Mining Frequent Sequential Patterns Using the SPAM Algorithm (SPMF documentation)

This example explains how to run the SPAM algorithm using the SPMF open-source data mining library.

How to run this example?

To run the implementation of SPAM by P. Fournier-Viger (PFV):

To run the version the implementation of SPAM by A. Gomariz Peñalver (AGP):

What is SPAM?

SPAM is an algorithm for discovering frequent sequential patterns in a sequence database. It was proposed by Ayres (2002).

What is the input of SPAM?

The input of SPAM is a sequence database and a user-specified threshold named minsup (a value in [0,1] representing a percentage). Moreover, the implementation in SPMF adds another parameter, which is the maximum sequential pattern length in terms of items.

A sequence database is a set of sequences where each sequence is a list of itemsets. An itemset is an unordered set of items. For example, the table shown below contains four sequences. The first sequence, named S1, contains 5 itemsets. It means that item 1 was followed by items 1 2 and 3 at the same time, which were followed by 1 and 3, followed by 4, and followed by 3 and 6. It is assumed that items in an itemset are sorted in lexicographical order. This database is provided in the file "contextPrefixSpan.txt" of the SPMF distribution. Note that it is assumed that no items appear twice in the same itemset and that items in an itemset are lexically ordered.

ID Sequences
S1 (1), (1 2 3), (1 3), (4), (3 6)
S2 (1 4), (3), (2 3), (1 5)
S3 (5 6), (1 2), (4 6), (3), (2)
S4 (5), (7), (1 6), (3), (2), (3)

What is the output of SPAM?

SPAM discovers all frequent sequential patterns occurring in a sequence database (subsequences that occurs in more than minsup sequences of the database.

To explain more formally what is a sequential pattern, it is necessary to review some definition.

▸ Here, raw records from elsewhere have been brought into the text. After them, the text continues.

PR #184, opened 2018-09-11
Warning on missing application version

patrikgrenfeldt:


patrikgrenfeldt:
Tested on stage with "Sequencing" type and an Application without any version

PR #186, opened 2018-09-12
replaced generic view

patrikgrenfeldt:


cg/server/admin.py
```diff
@@ -92,6 +92,12 @@ class SampleView(BaseView):
     form_excluded_columns = ['is_external']
 
 
+class PoolView(BaseView):
+    column_searchable_list = ['name', 'order', 'ticket_number', 'customer.internal_id']
+    column_filters = ['customer.internal_id', 'application_version.application']
+    column_editable_list = ['sequenced_at', 'ticket_number']
```
ingkebil: Why would we want to have `sequenced_at` editable?

patrikgrenfeldt: discussed and approved

PR #188, opened 2018-09-14
No invoice

mayabrandi:
Adding "no_invoice" to pools, to be able to exclude pools from the invoice view just as with samples. 

Has been tested locally against gc-stage and works fine.


ingkebil:
Don't forget to bumpversion when you merge things into master!

PR #193, opened 2018-09-21
exception for missing value

mayabrandi:


mayabrandi:
Missing date made the view chrash. Important to put this in production asap so that valtteri can invoice today.
/M

@ingkebil @vwirta

PR #194, opened 2018-09-21
bug fix

mayabrandi:


ingkebil:
Hi guys, as neither of you have been introduced to how to perform PRs in CG, let's go over this one together on Wednesday,
Wkr

mayabrandi:
I forced Henrik to merge because Valtteri needed the fix urgently and because I knew it was not going too break anything. No blame on Henrik. However I’m going to go over the code next week to see if there is a better way to catch the problem.

/Maya

Skickat från min iPhone

PR #589, opened 2020-03-10
Update treshold for total price 

mayabrandi:
This PR updates the treshold for total invoice price.

**How to prepare for test**:
- [x] ssh to clinical-db depending on type of change
- [x] install on stage:
`bash servers/resources/clinical-db.sclifelab.se/update-clinical-api-stage.sh [THIS-BRANCH-NAME]`

**How to test**:
- [x] go to https://clinical-api-stage.scilifelab.se/invoices
- [x] generate a new invoice for cust002 and check the "select subset" box.

**Expected test outcome**:
- [x] check that the total price is almost 750000

**Review:**
- [x] code approved by @adrosenbaum 
- [x] tests executed by @mayabrandi 
- [x] "Merge and deploy" approved by @barrystokman 


cg/server/invoices/templates/invoices/new.html
```diff
@@ -100,7 +100,7 @@ <h1>Make new invoice ({{record_type}})</h1>
   function check_subset() {
     total_price = 0;
     $("input[name='records']").each(function() {
-      if (total_price <= 500000) {
+      if (total_price + parseInt(this.id) <= 750000) {
```
patrikgrenfeldt: If the threshold needs to be updated once in a while, should it be a config-setting?

patrikgrenfeldt:
I suggest naming the PR with a sentence describing the intention of the change (e.g. Instead of "update setup.py" write "Fix bumpversion"). What do you say?

cg/server/invoices/templates/invoices/new.html
mayabrandi: sure. You want to have a config here: cg/server/invoices/config.py?

patrikgrenfeldt: No I think I'd rather want it as either a property on customer if it varies with customer or if it is not varying with customer having it in the ordinary config yaml for cg under a new section invoicing: 

Does it make sense to you?

mayabrandi: I added it to the server config instead. Seemed to make more sense.

mayabrandi:
Tested according to description above. 
The total price was just below 75000kr. Ticking one more sample gave a price of 756779. 👍 

Skärmavbild 2020-03-19 kl  11 43 12


Ready for deploy!

patrikgrenfeldt:
@mayabrandi Great that you are so quick solving things! 

You asked me the other day on Slack if you should put the threshold value in the config.py and I said you should put it in cg's configs (.yaml or the like). 
The reason is that config.py reads configs. It is *not* a config. 

Could please see if you can fix this?

mayabrandi:
The conversation was not on slack but here on GitHub!  Se above! I didn’t ask about this config. I asked if I should create a config under in cg/server/invoices/config.py. You suggested I should add to the existing yaml config for cg. Then I found this existing config instead which I thought made more sense. But sure lest move it to the other one.

patrikgrenfeldt:
Great!

Den mån 23 mars 2020 10:52mayabrandi <notifications@github.com> skrev:

PR #599, opened 2020-03-25
Add command that 'prunes' old bundle versions

adrosenbaum:
This PR adds a command that will remove files with certain tags from bundle versions that are not latest.

**How to prepare for test**:
- [x] ssh to hasta
- [x] install on stage:
`bash /home/proj/stage/servers/resources/hasta.scilifelab.se/update-cg-stage.sh prune-hk-versions`
- [x] Find or prepare cases on stage that have various housekeeper versions, with bam, cram, crai, and bai, files in all versions

**How to test**:
- [x] login to hasta
- [x] do `us`
- [x] do `cg clean hk-past-files --dry-run -t cram -t bam -t bam-index -t cram-index --case-id <case_id>`
- [x] Repeat with`--yes` flag `cg clean hk-past-files --dry-run -t cram -t bam -t bam-index -t cram-index --yes --case-if <case_id>`
- [x] Repeat without `dry-run` flag `cg clean hk-past-files -t cram -t bam -t bam-index -t cram-index --yes --case-if <case_id>`
- [x] Repeat without `--case-id` and with `--dry-run` flag  `cg clean hk-past-files --dry-run -t cram -t bam -t bam-index -t cram-index --yes` 

`housekeeper get -V justhusky`
Screen Shot 2020-03-27 at 07 45 26
...
Screen Shot 2020-03-27 at 07 47 01

In housekeeper bundles
Screen Shot 2020-03-27 at 07 47 25

**Expected test outcome**:
- [x] When running `cg clean hk-past-files --dry-run -t cram -t bam -t bam-index -t cram-index --case-id <case_id>` This should log all files that would be removed and await a confirmation to delete them (None of the files should be deleted since `--dry-run is activated`)
- [x] Check that all of the logged files are from older hk versions
- [x] Check that none of the files have actually been deleted, and that they are still in housekeeper
- [x] When running `cg clean hk-past-files --dry-run -t cram -t bam -t bam-index -t cram-index --yes --case-if <case_id>` All files in older housekeeper versions that would be deleted are displayed, without waiting for user confirmation.
- [x] Check that all of the logged files are from older hk versions
- [x] Check that none of the files have actually been deleted, and that they are still in 
housekeeper
Screen Shot 2020-03-27 at 07 51 23
- [x] When running `cg clean hk-past-files -t cram -t bam -t bam-index -t cram-index --yes --case-if <case_id>` The files are actually deleted from housekeeper and disk

Screen Shot 2020-03-27 at 07 54 06

Screen Shot 2020-03-27 at 07 52 57

Screen Shot 2020-03-27 at 10 58 09

- [x] When running `cg clean hk-past-files --dry-run -t cram -t bam -t bam-index -t cram-index --yes` All files that can be removed are logged.

Screen Shot 2020-03-27 at 08 34 40

**Review:**
- [ ] code approved by
- [x] tests executed by @adrosenbaum 


adrosenbaum:
I think this should do the trick @patrikgrenfeldt @henrikstranneheim

cg/cli/clean.py
```diff
@@ -137,6 +137,46 @@ def scoutauto(context, days_old: int, yes: bool = False, dry_run: bool = False):
...
+        last_version = context.obj["hk"].last_version(bundle=case_id)
+        LOG.info("Searching %s bundle for outdated files", case_id)
+        hk_files = []
+        for tag in tags:
+            hk_files.extend(context.obj["hk"].get_files(bundle=case_id, tags=[tag]))
+        for hk_file in hk_files:
+            file_path = Path(hk_file.full_path)
+            if hk_file.version_id == last_version.id:
+                continue
+            if os.stat(file_path).st_nlink > 1:
```
henrikstranneheim: Why not? We will leave some files elsewhere, but is that not ok? They should be removed from our production flow, by this process or other processes?

cg/cli/clean.py
```diff
@@ -137,6 +137,46 @@ def scoutauto(context, days_old: int, yes: bool = False, dry_run: bool = False):
         context.invoke(scout, bundle=bundle, yes=yes, dry_run=dry_run)
 
 
+@clean.command("prune-hk")
```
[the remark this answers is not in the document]
adrosenbaum: Agree!

cg/cli/clean.py
adrosenbaum: You are probably right! I added this assuming that maybe we have no good overview of where the files are linked.

adrosenbaum:
@patrikgrenfeldt travis complains that the file I have touched in this PR would be formatted by black, but it was blacked before committing... Am I missing something? 😅

patrikgrenfeldt:
The command seems to do what's intended. But why go through cg to accomplish this and not directly to hk?

adrosenbaum:
> The command seems to do what's intended. But why go through cg to accomplish this and not directly to hk?

I thought of that first. It seems to be no problem getting all files in the hk-database with the hk_api.get_files() method. However, this will return a list of hk file objects, and there seems to be no field telling what bundle these come from. And we need the bundle id to fetch the last version of that bundle, to make sure the file isn't in the latest version. So in the end I found it easier to start with a case id.

adrosenbaum:
And sure, we could still do it the other way, but then I would have to add new methods to the hk-api, and if the plan in the future is to decouple cg and hk, then maybe this is a bad idea. But let me know if you have some other suggestion @patrikgrenfeldt!

cg/cli/clean.py
```diff
@@ -133,6 +132,39 @@ def scoutauto(context, days_old: int, yes: bool = False, dry_run: bool = False):
         context.invoke(scout, bundle=bundle, yes=yes, dry_run=dry_run)
 
 
+@clean.command("hk-past-files")
+@click.option("-c", "--case-id", type=str)
+@click.option("-t", "--tags", multiple=True)
+@click.option("-y", "--yes", is_flag=True, help="skip checks")
+@click.option("-d", "--dry-run", is_flag=True, help="Shows cases and files that would be cleaned")
+@click.pass_context
+def hk_past_files(context, case_id, tags, yes, dry_run):
```
patrikgrenfeldt:
```suggestion
def obsoleted_files_from_hk(context, case_id, tags, yes, dry_run):
```

cg/cli/clean.py
```diff
@@ -133,6 +132,39 @@ def scoutauto(context, days_old: int, yes: bool = False, dry_run: bool = False):
...
+    for case in cases:
+        case_id = case.internal_id
+        last_version = context.obj["hk"].last_version(bundle=case_id)
+        LOG.info("Searching %s bundle for outdated files", case_id)
+        hk_files = []
+        for tag in tags:
+            hk_files.extend(context.obj["hk"].get_files(bundle=case_id, tags=[tag]))
+        for hk_file in hk_files:
+            file_path = Path(hk_file.full_path)
+            if hk_file.version_id == last_version.id:
```
patrikgrenfeldt: I don't know if it can happen but if a file is part both of the latest bundle version AND a previous one we could end up removing it?

adrosenbaum: That's a good question. I haven't thought of that, and just assumed that is never the case. But I think you are right, two file objects in hk could point to the same path... I will try to look into that!

adrosenbaum: I have no idea if this actually will occur, but I've added a check in the last commit that would prevent removing such files. Maybe you can have a look at it @patrikgrenfeldt

patrikgrenfeldt: super!

patrikgrenfeldt:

A sequential pattern is a sequence. A sequence SA = X1, X2, ... Xk, where X1, X2... Xk are itemsets is said to occur in another sequence SB = Y1, Y2, ... Ym, where Y1, Y2... Ym are itemsets, if and only if there exists integers 1 <= i1 < i2... < ik <= m such that X1 ⊆ Yi1, X2 ⊆ Yi2, ... Xk ⊆ Yik.

The support of a sequential pattern is the number of sequences where the pattern occurs divided by the total number of sequences in the database.

A frequent sequential pattern is a sequential pattern having a support no less than the minsup parameter provided by the user.

For example, if we run SPAM with minsup= 50 %, 53 sequential patterns will be found. The list is too long to be presented here. An example of pattern found is "(1,2),(6)" which appears in the first and the third sequences (it has therefore a support of 50%). This pattern has a length of 3 because it contains three items. Another pattern is "(4), (3), (2)". It appears in the second and third sequence (it has thus a support of 50 %). It also has a length of 3 because it contains 3 items.

Optional parameters

The SPAM implementation allows to specify four optional parameters :

These parameters are available in the GUI of SPMF and also in the example "" provided in the source code of SPMF.

The parameter(s) can be also used in the command line with the Jar file. If you want to use these optional parameters in the command line, it can be done as follows. Consider this example:
java -jar spmf.jar run SPAM contextPrefixSpan.txt output.txt 0.5 2 6 1 true
This command means to apply SPAM on the file "contextPrefixSpan.txt" and output the results to "output.txt". Moreover, it specifies that the user wants to find patterns for minsup = 0.5, that patterns must have a minimum length of 2 items, a maximum length of 6 items, and have no gap between itemsets, and that ids of sequence where the patterns is found must be shown in the output.

Input file format

The input file format is defined as follows. It is a text file where each line represents a sequence from a sequence database. Each item from a sequence is a positive integer and items from the same itemset within a sequence are separated by single space. Note that it is assumed that items within a same itemset are sorted according to a total order and that no item can appear twice in the same itemset. The value "-1" indicates the end of an itemset. The value "-2" indicates the end of a sequence (it appears at the end of each line). For example, the input file "contextPrefixSpan.txt" contains the following four lines (four sequences).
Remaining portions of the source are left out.